WORK TO COMPLETE
The records are to be restated in their entirety, word for word.

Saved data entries
--- START ---
PR #352, opened 2021-11-20
fix vulnerabilities

shashank11p:


ryandens:
Agreed this is a good quick fix, let's also follow up with upgrades to the parent protobuf and gson libraries

ryandens (approved):

PR #357, opened 2022-01-21
Upgrade otel 1 10

ryandens:
## Description
Upgrades OpenTelemetry to 1.10.0

- updates the instrumentation unit test harness to be compatible with changes to the upstream tooling. Notably, we had to add some workarounds to make sure extensions get loaded for the system class loader in the scope of unit tests
- add `opentelemetry-javaagent-servlet-common-bootstrap` dependencies to test runtime of instrumentation modules that required it (those that use the servlet instrumentation module). 
- Make muzzle checks compatible with framework-specific bootstrap modules. These are special because in production OpenTelemetry injects these classes so they can be loaded by multiple class loaders (e.g. the application class loader and the agent class loader). Without some help, muzzle can't find these classes while doing checks

### Testing

### Checklist:

### Documentation


buildSrc/src/main/groovy/MuzzlePlugin.groovy
```diff
@@ -80,21 +89,18 @@ class MuzzlePlugin implements Plugin<Project> {
           project.getLogger().info('No muzzle pass directives configured. Asserting pass against instrumentation compile-time dependencies')
           ClassLoader userCL = createCompileDepsClassLoader(project, bootstrapProject)
           ClassLoader instrumentationCL = createInstrumentationClassloader(project, toolingProject)
-          Method assertionMethod = instrumentationCL.loadClass('io.opentelemetry.javaagent.muzzle.matcher.MuzzleGradlePluginUtil')
-            .getMethod('assertInstrumentationMuzzled', ClassLoader.class, ClassLoader.class, boolean.class)
-          assertionMethod.invoke(null, instrumentationCL, userCL, true)
+          MuzzleGradlePluginUtil.@Companion.assertInstrumentationMuzzled(instrumentationCL, userCL, true)
```
ryandens, line 92: this was a bit of a weird change, but we used to use reflection to access this because it wasn't available at plugin compile time. Now it is, and in addition it was refactored to be a kotlin companion object rather than just a java static method. This refactor causes this reflection to fail, so I updated it to just access it normally.

smoke-tests/src/test/java/org/hypertrace/agent/smoketest/SpringBootSmokeTest.java
```diff
@@ -174,7 +174,7 @@ public void postJson() throws IOException, InterruptedException {
 
     ArrayList<ExportMetricsServiceRequest> metrics = new ArrayList<>(waitForMetrics());
     Assertions.assertTrue(hasMetricNamed("otlp.exporter.seen", metrics));
-    Assertions.assertTrue(hasMetricNamed("otlp.exported.exported", metrics));
+    Assertions.assertTrue(hasMetricNamed("otlp.exporter.exported", metrics));
```
ryandens, line 177: looks like this metric name changed to be more consistent

testing-common/src/testFixtures/java/org/hypertrace/agent/testing/TestAgentStarter.java
```diff
@@ -0,0 +1,35 @@
...
+  public boolean delayStart() {
+    return false;
+  }
+
+  @Override
+  public void start() {}
+
+  @Override
+  public ClassLoader getExtensionClassLoader() {
+    return ClassLoader.getSystemClassLoader();
```
ryandens, line 33: we do this to instruct the agent to load extensions from the system class loader - we won't need to do this once we migrate to their build plugins

shashank11p (approved):

PR #364, opened 2022-06-08
ENG-17140  Ensure requests can be filtered because of method body

bradAtTraceable:
## Description

### Testing

### Checklist:

### Documentation


bradAtTraceable:
The purpose of this test is to ensure that the Filter receives the contents of an HTTP request body, so that it can block the request, if required.  Previously, the request body was only being passed to the filter if the reader of the request body received an indication that the end-of-stream was reached.  However, in some cases, the reader would stop reading the request body without seeing the normal end-of-stream indication, and the filter would not be called.

shashank11p (approved):

shashank11p:
@bradAtTraceable Some smoke tests are failing. Please update the tests as well :)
--- END ---
SOLUTION TO THIS EXERCISE
PR #352, opened 2021-11-20
fix vulnerabilities

shashank11p:


ryandens:
Agreed this is a good quick fix, let's also follow up with upgrades to the parent protobuf and gson libraries

ryandens (approved):

PR #357, opened 2022-01-21
Upgrade otel 1 10

ryandens:
## Description
Upgrades OpenTelemetry to 1.10.0

- updates the instrumentation unit test harness to be compatible with changes to the upstream tooling. Notably, we had to add some workarounds to make sure extensions get loaded for the system class loader in the scope of unit tests
- add `opentelemetry-javaagent-servlet-common-bootstrap` dependencies to test runtime of instrumentation modules that required it (those that use the servlet instrumentation module). 
- Make muzzle checks compatible with framework-specific bootstrap modules. These are special because in production OpenTelemetry injects these classes so they can be loaded by multiple class loaders (e.g. the application class loader and the agent class loader). Without some help, muzzle can't find these classes while doing checks

### Testing

### Checklist:

### Documentation


buildSrc/src/main/groovy/MuzzlePlugin.groovy
```diff
@@ -80,21 +89,18 @@ class MuzzlePlugin implements Plugin<Project> {
           project.getLogger().info('No muzzle pass directives configured. Asserting pass against instrumentation compile-time dependencies')
           ClassLoader userCL = createCompileDepsClassLoader(project, bootstrapProject)
           ClassLoader instrumentationCL = createInstrumentationClassloader(project, toolingProject)
-          Method assertionMethod = instrumentationCL.loadClass('io.opentelemetry.javaagent.muzzle.matcher.MuzzleGradlePluginUtil')
-            .getMethod('assertInstrumentationMuzzled', ClassLoader.class, ClassLoader.class, boolean.class)
-          assertionMethod.invoke(null, instrumentationCL, userCL, true)
+          MuzzleGradlePluginUtil.@Companion.assertInstrumentationMuzzled(instrumentationCL, userCL, true)
```
ryandens, line 92: this was a bit of a weird change, but we used to use reflection to access this because it wasn't available at plugin compile time. Now it is, and in addition it was refactored to be a kotlin companion object rather than just a java static method. This refactor causes this reflection to fail, so I updated it to just access it normally.

smoke-tests/src/test/java/org/hypertrace/agent/smoketest/SpringBootSmokeTest.java
```diff
@@ -174,7 +174,7 @@ public void postJson() throws IOException, InterruptedException {
 
     ArrayList<ExportMetricsServiceRequest> metrics = new ArrayList<>(waitForMetrics());
     Assertions.assertTrue(hasMetricNamed("otlp.exporter.seen", metrics));
-    Assertions.assertTrue(hasMetricNamed("otlp.exported.exported", metrics));
+    Assertions.assertTrue(hasMetricNamed("otlp.exporter.exported", metrics));
```
ryandens, line 177: looks like this metric name changed to be more consistent

testing-common/src/testFixtures/java/org/hypertrace/agent/testing/TestAgentStarter.java
```diff
@@ -0,0 +1,35 @@
...
+  public boolean delayStart() {
+    return false;
+  }
+
+  @Override
+  public void start() {}
+
+  @Override
+  public ClassLoader getExtensionClassLoader() {
+    return ClassLoader.getSystemClassLoader();
```
ryandens, line 33: we do this to instruct the agent to load extensions from the system class loader - we won't need to do this once we migrate to their build plugins

shashank11p (approved):

PR #364, opened 2022-06-08
ENG-17140  Ensure requests can be filtered because of method body

bradAtTraceable:
## Description

### Testing

### Checklist:

### Documentation


bradAtTraceable:
The purpose of this test is to ensure that the Filter receives the contents of an HTTP request body, so that it can block the request, if required.  Previously, the request body was only being passed to the filter if the reader of the request body received an indication that the end-of-stream was reached.  However, in some cases, the reader would stop reading the request body without seeing the normal end-of-stream indication, and the filter would not be called.

shashank11p (approved):

shashank11p:
@bradAtTraceable Some smoke tests are failing. Please update the tests as well :)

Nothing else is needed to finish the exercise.